Quello che è emerso dall’analisi dell’ente brasiliano “mette in discussione l’intero processo di produzione e controllo di qualità“, afferma l’esperto. “Se hai intenzione di realizzare un vaccino competente per la replicazione, gli studi clinici vanno eseguiti con questo”. “Posso capire perché i regolatori brasiliani sono preoccupati”.

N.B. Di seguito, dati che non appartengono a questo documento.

PR #1920, opened 2024-05-31
fix: markdown navigation

antlio:
**Problem**
right now clicking through description items in the sidebar doesn't navigate us to the right item.

**Solution**
this pr is a proposal to add ids to description headings to enable navigation.

### DIFF
--- a/.changeset/odd-pugs-rescue.md
+++ b/.changeset/odd-pugs-rescue.md
@@ -1,0 +1,5 @@
+---
+"@scalar/api-reference": patch
+---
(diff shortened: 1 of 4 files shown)


antlio:
as discussed with @hanspagel, will take another path to fix that as we have some already made logic here that could work!

marclave (approved):
wow awesome fix @antlio !!!

antlio:
finally we'll take another path here in order to setup section per heading which will make a two in one fix

PR #2188, opened 2024-06-20
feat(api-reference): reinstate new client modal

antlio:
this pr reinstate new client modal after being disable in #2136 following following #2135.


packages/api-reference/src/components/ApiReferenceLayout.vue
```diff
@@ -129,9 +129,9 @@ onBeforeMount(() => {
       ),
     )
     if (headlessRoot) {
-      ;(headlessRoot.addedNodes[0] as HTMLDivElement).classList.add(
-        'scalar-app',
-      )
+      const el = headlessRoot.addedNodes[0] as HTMLDivElement
```
amritk, line 132: I think we have this a few places now, lets factor it out to a common util

amritk (approved):

marclave (approved):
we are SO back 🕺

PR #2191, opened 2024-06-20
feat(client-app): disable button while requesting

antlio:
this pr disables the send button while a request is being sent.


amritk (approved):
Yup thats it

marclave (approved):
this is great! i would sometimes spam the button but this is a much better solution ✨

PR #2192, opened 2024-06-20
fix(client-app): add data table cell checkbox style back

antlio:
this pr adds back the checkbox style on data table cell component for the client app:

image


marclave (approved):
we are so back :)

PR #2193, opened 2024-06-20
fix(client-app): update input outline style

antlio:
this pr fixes some outline in the client-app package.

image


marclave (approved):
ah @cameronrohani and i were just talking about this ✨

PR #2194, opened 2024-06-20
feat(use-tooltip): update

antlio:
this pr update use tooltip package usage and dependencies, and fixes the following:

image


marclave (approved):
niiiice ✨

PR #2198, opened 2024-06-20
feat: allow custom header & footers

cameronrohani:
This PR allows for users to easily add custom headers and footers by removing overflow:auto from `.api-reference` and instead relying on `<html>` for scrolling

We're already had to take this approach on Docusaurus so I think it will make sense to move forward with this approach for scalar

In order to support scalar users who have hacked adding a header I created `--scalar-y-offset` which applies the offset on how far scalar is pushed down on the page and assumes that is the desired header height. I imagine we'll remove this in a few months. 

Here's how a user will add a header (I'll add an example to the CDN as soon as this gets in 😄 )
image

### DIFF
--- a/.changeset/honest-geese-chew.md
+++ b/.changeset/honest-geese-chew.md
@@ -1,0 +1,7 @@
+---
+'@scalar/api-reference': patch
+'@scalar/client-app': patch
+'@scalar/docusaurus': patch
+---
+
+feat: allow custom headers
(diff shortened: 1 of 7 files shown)


marclave (approved):
🫡 @amritk approved verbally and @hwkr was chatting w cam on this, lets get it in!

amritk:
Just toss the comment in explaining it. I will probably touch it when I go back and fix lazy loading

PR #2199, opened 2024-06-21
feat(client-app): add implicit flow to the client app

amritk:
Gets the implicit flow for auth going. This has a bunch of code for testing in it, so we should remove that before merging but its good for testing!


.eslintrc.cjs
```diff
@@ -97,7 +97,7 @@ module.exports = {
         ],
         '@typescript-eslint/prefer-optional-chain': 'warn',
         'camelcase': 'off',
-        'max-len': ['warn', { code: 120, comments: null }],
```
amritk, line 100: I only added this for comments lol, removing as this is invalid, and we already have prettier 😄

packages/client-app/src/store/workspace.ts
```diff
@@ -534,9 +534,32 @@ async function importSpecFile(spec: string | AnyObject) {
       SecurityScheme
     >,
   ).forEach(([key, securityScheme]) =>
-    securitySchemeMutators.add(
-      createSecurityScheme({ ...securityScheme, uid: key }),
-    ),
+    // TODO remove Temp for testing
```
amritk, line 537: going to leave this testing code in, until auth is complete

marclave (approved):
🥵 🥵 🥵 🥵 🥵 🥵 🥵 

unreal @amritk, can remove testing code and get this in

PR #2200, opened 2024-06-21
fix(express-api-reference): explicitly set content-type to text/html

soulchild:
**Problem**
When used together with security middlewares like [Helmet](https://helmetjs.github.io/) which disable content sniffing, or manually setting the header `X-Content-Type-Options` to `nosniff`, the API documentation is rendered as plain text.

**Explanation**
`@scalar/express-api-reference` doesn't set any content-type.

**Solution**
This PR explicitly sets the content-type of the initial HTML response to `text/html`.

### DIFF
--- a/.changeset/clever-mice-kick.md
+++ b/.changeset/clever-mice-kick.md
@@ -2,4 +2,4 @@
 '@scalar/express-api-reference': patch
 ---
 
-Fix missing content-type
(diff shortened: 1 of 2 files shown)


marclave (approved):
awesome @soulchild ! thanks for fixing this ✨

PR #2201, opened 2024-06-21
fix(components): tailwind specificity

antlio:
this pr adds the `:where` pseudo element to tailwind component stylesheet in order to maintain low specificity on component usages + fixes api reference style on new api client modal activation.

image


marclave (approved):
👯

PR #2202, opened 2024-06-21
docs: trim down root README

hanspagel:
Hot take: The root README is too long.

This PR moves most of the content to the package READMEs or separate Markdown files in the `documentation/` folder. The separate files need love, too, but let’s focus on the root README in this PR.

Other changes:
* I’ve updated the features list in the root README
* I’ve made the `ci.yml` name shorter, so the badge becomes smaller

Some links are broken now, because they point to `main` and the new files aren’t in `main` yet. But I think we have to use absolute URLs for Markdown files that are published on npmjs.com.

Preview: https://github.com/scalar/scalar/blob/de76754db35942c206858c2143428ceeaeb90d27/README.md

### DIFF
--- a/.github/workflows/ci.yml
+++ b/.github/workflows/ci.yml
@@ -1,4 +1,4 @@
-name: Check build, types, and units tests are passing
+name: Check build, types, and units tests
 
 on:
   pull_request:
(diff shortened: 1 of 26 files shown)


marclave (approved):
huge improvement :)

PR #2203, opened 2024-06-21
chore: remove ESLint `max-len` for comments

hanspagel:
We recently introduced a warning for code lines and comments longer than 120 characters. 

This highlights a lot of the existing comments, and I don't think it makes much sense to manually wrap them to fit into that length. It’s just one thing that I need to manually deal with and think about, especially when updating comments and adding content somewhere before the line break.

For some coments, it doesn’t make sense to wrap them:

Screenshot 2024-06-21 at 12 18 55

And if someone is annoyed by the long comments, there’s a setting in VS Code (and other editors) to automatically wrap lines.

Long code lines = complexity, long comments = valuable information.

I’d say, let’s keep the limit for the code, but not for the comments. :)

### DIFF
--- a/.eslintrc.cjs
+++ b/.eslintrc.cjs
@@ -97,7 +97,7 @@ module.exports = {
         ],
         '@typescript-eslint/prefer-optional-chain': 'warn',
         'camelcase': 'off',
-        'max-len': ['warn', { code: 120, comments: 120 }],
+        'max-len': ['warn', { code: 120, comments: null }],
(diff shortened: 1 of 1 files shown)


marclave (approved):
agreed :)

amritk:
Ah I added this specifically as we are going to start enforcing js-doc comments and they look much better wrapped! But I will just manually wrap my own instead if we don't like it.

PR #2497, opened 2024-07-15
fix(components): polish history icon

hwkr:
## Before / After:

https://github.com/user-attachments/assets/f109af61-fae7-41ee-b754-20cdd3b2dd7b


cameronrohani (approved):
awesome work!

marclave (approved):

PR #2498, opened 2024-07-16
feat(components): add outline icons

hwkr:
Adds a number of new outline icons to be used in the Dashboard.

Google Chrome-2024-07-15-17-48-20@2x

It adds the following icons:

- House Icon
- Pencil Icon
- Google Icon

It also updates two icons:

1. The Link icon which isn't used anywhere (yet).
2. The Play icon which is now a line icon by default.

The Play icon can still have a fill added to it which I've done for all of the places we use it already. Video to make sure the Play icon is visually the same:

https://github.com/user-attachments/assets/58c443fc-8819-4691-8f2b-96d6c85feaad


geoffgscott (approved):
Looks good but are those style changes to client intentional?

hwkr:
> Looks good but are those style changes to client intentional?

Yeah that's to account for the changes to the play icon

cameronrohani (changes requested):
I think we were wanting to keep the play button filled to draw more attention to it, but other than that everything looks great!

cameronrohani (approved):
nvm saw the vid, great work

marclave (approved):

PR #2502, opened 2024-07-16
feat(api-reference): hide schemas with `x-internal: true`, fix #2468

### LINKED ISSUE #2468: internal schema object not excluded from models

Anche perché se il l’adenovirus replica può causare un’infezione nei vaccinati. La decisione dell’Agenzia nazionale di vigilanza sanitaria brasiliana Anvisa di rinviare l’approvazione del vaccino Sputnik V ”è, sfortunatamente, una decisione di natura politica” e ”non ha nulla a che vedere con l’accesso dell’agenzia a informazioni scientifiche”, replicano seccamente dall’agenzia di produzione del vaccino russo. C’è da dire, infine, che nel Paese la vaccinazione non sembra decollare.